■ DESCRIPTION OF THE TASK
Nothing after the line containing "(diff shortened: 1 of 6 files shown)" belongs in the answer; write out exactly every line from the start of the material up to it, including it.

[[ THE DATA, beginning ]]

Issue #2504, opened 2025-03-31
Remove location header on 409


kevin-dp:
Currently 409 returns a location header but this is a potential security leak when combined with a proxy pattern that adds WHERE clauses based on authentication.

Let's remove the location header.

@KyleAMathews comment:
> We thought about using this in clients early on but never ended up using it — so not a break change to remove.

msfstef:
As described in https://github.com/electric-sql/electric/pull/2713 which closes this, we currently include the `location` header in our OpenAPI spec so this could potentially be considered a breaking change. Probably a decision to make sooner rather than later.

PR #2713, opened 2025-05-13
fix: Remove location header from 409 responses

msfstef:
Closes https://github.com/electric-sql/electric/issues/2504

Technically we were documenting this in our OpenAPI spec, so even though we don't use it in our clients and we don't advertise it much in our docs this _is_ a bit of a breaking change?

I'll let @KyleAMathews decide if we want to move forward with this, I've prepared this PR to get rid of it just to accelerate a decision on this.

### DIFF
--- a/.changeset/olive-garlics-clap.md
+++ b/.changeset/olive-garlics-clap.md
@@ -1,0 +1,5 @@
+---
+"@core/sync-service": patch
+---
+
+Remove `location` header from 409 resopnses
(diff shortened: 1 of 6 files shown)


KyleAMathews (approved):
:shipit: 

Yeah, a breaking change is one that breaks someone — so it seems unlikely this will break anyone given the official clients don't use it.

And regardless, breaking changes are more acceptable for closing potential security problems.

kevin-dp (approved):
LGTM!

PR #2714, opened 2025-05-13
chore (deployments): Pin changed-files action

kevin-dp:
We're pinning this action because some versions were compromised and we want to be sure we don't accidentally use one of those versions. This hash corresponds to the latest release: v46.0.5


msfstef (approved):
Thank you @icehaunter for bringing attention to [this](https://www.wiz.io/blog/github-action-tj-actions-changed-files-supply-chain-attack-cve-2025-30066)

[[ THE DATA, end ]]

■ RESULT FOR THIS TASK
Issue #2504, opened 2025-03-31
Remove location header on 409


kevin-dp:
Currently 409 returns a location header but this is a potential security leak when combined with a proxy pattern that adds WHERE clauses based on authentication.

Let's remove the location header.

@KyleAMathews comment:
> We thought about using this in clients early on but never ended up using it — so not a break change to remove.

msfstef:
As described in https://github.com/electric-sql/electric/pull/2713 which closes this, we currently include the `location` header in our OpenAPI spec so this could potentially be considered a breaking change. Probably a decision to make sooner rather than later.

PR #2713, opened 2025-05-13
fix: Remove location header from 409 responses

msfstef:
Closes https://github.com/electric-sql/electric/issues/2504

Technically we were documenting this in our OpenAPI spec, so even though we don't use it in our clients and we don't advertise it much in our docs this _is_ a bit of a breaking change?

I'll let @KyleAMathews decide if we want to move forward with this, I've prepared this PR to get rid of it just to accelerate a decision on this.

### DIFF
--- a/.changeset/olive-garlics-clap.md
+++ b/.changeset/olive-garlics-clap.md
@@ -1,0 +1,5 @@
+---
+"@core/sync-service": patch
+---
+
+Remove `location` header from 409 resopnses
(diff shortened: 1 of 6 files shown)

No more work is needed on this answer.